Authors Chen J, Yang P, Ma Y, Tu S, Lu Y

Received 21 July 2012

Accepted for publication 22 August 2012

Published 27 September 2012 Volume 2012:7 Pages 5137—5149


Checked for plagiarism Yes

Review by Single anonymous peer review

Peer reviewer comments 3

Jyh-Ping Chen,1 Pei-Ching Yang,1 Yunn-Hwa Ma,2 Su-Ju Tu,3 Yu-Jen Lu1,4

1Department of Chemical and Materials Engineering, 2Department of Physiology and Pharmacology, 3Department of Medical Imaging and Radiological Sciences, Chang Gung University, Kwei-San, Taoyuan, Taiwan, Republic of China; 4Department of Neurosurgery, Chang Gung Memorial Hospital, Kwei-San, Taoyuan, Taiwan, Republic of China

Background and methods: Silica-coated magnetic nanoparticle (SiO2-MNP) prepared by the sol-gel method was studied as a nanocarrier for targeted delivery of tissue plasminogen activator (tPA).

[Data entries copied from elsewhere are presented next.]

PR #225, opened 2021-08-10
Fix(testnet): Method to fix balance of aurora account

birchmd:
**Background:**

Previously we minted and burned bridged ETH in the NEP-141 contract when it became usable in the EVM. However, in #133 we changed that design to instead hold all the ETH currently available in the EVM in the Aurora account on the NEP-141 contract. This change was made because it makes the `ExitToNear` logic much simpler (it is simply a transfer from the Aurora account to the destination account in the NEP-141 contract).

However we did not mint tokens to cover the ones that were burned when they entered the EVM prior to #133. This includes the over 12k ETH that is held by the faucet.

**Issue:**

As a result, the `ExitToNear` functionality is now broken on testnet because the Aurora account in the NEP-141 contract has run out of tokens. Note: this only impacts testnet because #133 was merged before the eth-connector was deployed to mainnet, so mainnet has always had the updated design.

**Solution (this PR):**

This PR introduces a method for testnet only which mints tokens to the Aurora account in the NEP-141 contract, restoring the invariant which exists with the `ExitToNear` design change introduced in #133. Namely, this invariant is that the total available amount of ETH (ETH sent to the exit precompile addresses is no longer available) in the EVM is equal to the balance of the Aurora account in the NEP-141 contract. A test is included to show the method works properly.

This new method only needs to be called one time on testnet, so after this has happened we can revert this PR to avoid confusion in the future.

### DIFF
--- a/src/connector.rs
+++ b/src/connector.rs
@@ -26,7 +26,7 @@ pub(crate) const PAUSE_WITHDRAW: PausedMask = 1 << 1;
 #[derive(BorshSerialize, BorshDeserialize)]
 pub struct EthConnectorContract {
     contract: EthConnector,
-    ft: FungibleToken,
+    pub ft: FungibleToken,
     paused_mask: PausedMask,
 }
 
@@ -578,7 +578,7 @@ impl EthConnectorContract {
     }
 
     /// Save eth-connector contract data
-    fn save_ft_contract(&mut self) {
+    pub(crate) fn save_ft_contract(&mut self) {
         sdk::save_contract(
             &Self::get_contract_key(&EthConnectorStorageId::FungibleToken),
             &self.ft,
--- a/src/lib.rs
+++ b/src/lib.rs
@@ -637,6 +637,43 @@ mod contract {
         );
     }
 
+    /// Due to the design change to stop minting and burning bridged ETH tokens
+    /// (see https://github.com/aurora-is-near/aurora-engine/pull/133 ),
+    /// there is currently an incorrect number of tokens in the Aurora NEP-141 token
+    /// account. This issue only impacts testnet because at the time the design was changed
+    /// the eth-connector had not been deployed to mainnet. The purpose of this function is
+    /// to mint the correct number of tokens in order to make up for the ones that were burned
+    /// before the design change in #133.
+    #[cfg(feature = "testnet")]
+    #[no_mangle]
+    pub extern "C" fn balance_evm_and_nep_141() {
+        use crate::precompiles::native::{ExitToEthereum, ExitToNear};
+        use crate::prelude::String;
+
+        let mut connector = EthConnectorContract::get_instance();
+        let aurora_account = unsafe { String::from_utf8_unchecked(sdk::current_account_id()) };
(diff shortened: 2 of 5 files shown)


src/connector.rs
```diff
@@ -26,7 +26,7 @@ pub(crate) const PAUSE_WITHDRAW: PausedMask = 1 << 1;
 #[derive(BorshSerialize, BorshDeserialize)]
 pub struct EthConnectorContract {
     contract: EthConnector,
-    ft: FungibleToken,
+    pub ft: FungibleToken,
```
joshuajbouw, line 29: Should this be encapsulated?

src/lib.rs
```diff
@@ -637,6 +637,43 @@ mod contract {
...
+    /// to mint the correct number of tokens in order to make up for the ones that were burned
+    /// before the design change in #133.
+    #[cfg(feature = "testnet")]
+    #[no_mangle]
+    pub extern "C" fn balance_evm_and_nep_141() {
+        use crate::precompiles::native::{ExitToEthereum, ExitToNear};
+        use crate::prelude::String;
+
+        let mut connector = EthConnectorContract::get_instance();
+        let aurora_account = unsafe { String::from_utf8_unchecked(sdk::current_account_id()) };
```
joshuajbouw, line 654: Even though that we will know that this is fine, it doesn't help that I don't like unsafe code randomly in a method like this. I would do this to the `current_account_id` method itself.

src/precompiles/native.rs
```diff
@@ -46,7 +46,7 @@ impl ExitToNear {
     ///
     /// Address: `0xe9217bc70b7ed1f598ddd3199e80b093fa71124f`
     /// This address is computed as: `&keccak("exitToNear")[12..]`
-    pub(super) const ADDRESS: Address =
+    pub(crate) const ADDRESS: Address =
         super::make_address(0xe9217bc7, 0x0b7ed1f598ddd3199e80b093fa71124f);
```
joshuajbouw, line 50: Second thought, this whole method should live elsewhere. Not part of precompiles mod.

src/precompiles/native.rs
```diff
@@ -188,7 +188,7 @@ impl ExitToEthereum {
     ///
     /// Address: `0xb0bd02f6a392af548bdf1cfaee5dfa0eefcc8eab`
     /// This address is computed as: `&keccak("exitToEthereum")[12..]`
-    pub(super) const ADDRESS: Address =
+    pub(crate) const ADDRESS: Address =
         super::make_address(0xb0bd02f6, 0xa392af548bdf1cfaee5dfa0eefcc8eab);
```
joshuajbouw, line 192: As with this.

joshuajbouw (changes requested):

birchmd:
@joshuajbouw per my description in the PR:

> This new method only needs to be called one time on testnet, so after this has happened we can revert this PR to avoid confusion in the future.

So I don't think we should worry about small details like what should be `pub` or where code lives. The point of this was to enable a minimal fix for the on-going testnet issue; none of these changes should be considered permanent.

sept-en (commented):
Thanks @birchmd !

The nanocarrier consists of a superparamagnetic iron oxide core and an SiO2 shell and is characterized by transmission electron microscopy, Fourier transform infrared spectroscopy, X-ray diffraction, superconducting quantum interference device, and thermogravimetric analysis. An amine-terminated surface silanizing agent (3-aminopropyltrimethoxysilane) was used to functionalize the SiO2 surface, which provides abundant —NH2 functional groups for conjugating with tPA.
Results: The optimum drug loading is reached when 0.5 mg/mL tPA is conjugated with 5 mg SiO2-MNP where 94% tPA is attached to the carrier with 86% retention of amidolytic activity and full retention of fibrinolytic activity. In vitro biocompatibility determined by lactate dehydrogenase release and cell proliferation indicated that SiO2-MNP does not elicit cytotoxicity. Hematological analysis of blood samples withdrawn from mice after venous administration indicates that tPA-conjugated SiO2-MNP (SiO2-MNP-tPA) did not alter blood component concentrations. After conjugating to SiO2-MNP, tPA showed enhanced storage stability in buffer and operation stability in whole blood up to 9.5 and 2.8-fold, respectively. Effective thrombolysis with SiO2-MNP-tPA under magnetic guidance is demonstrated in an ex vivo thrombolysis model where 34% and 40% reductions in blood clot lysis time were observed compared with runs without magnetic targeting and with free tPA, respectively, using the same drug dosage. Enhanced penetration of SiO2-MNP-tPA into blood clots under magnetic guidance was confirmed from microcomputed tomography analysis.
Conclusion: Biocompatible SiO2-MNP developed in this study will be useful as a magnetic targeting drug carrier to improve clinical thrombolytic therapy.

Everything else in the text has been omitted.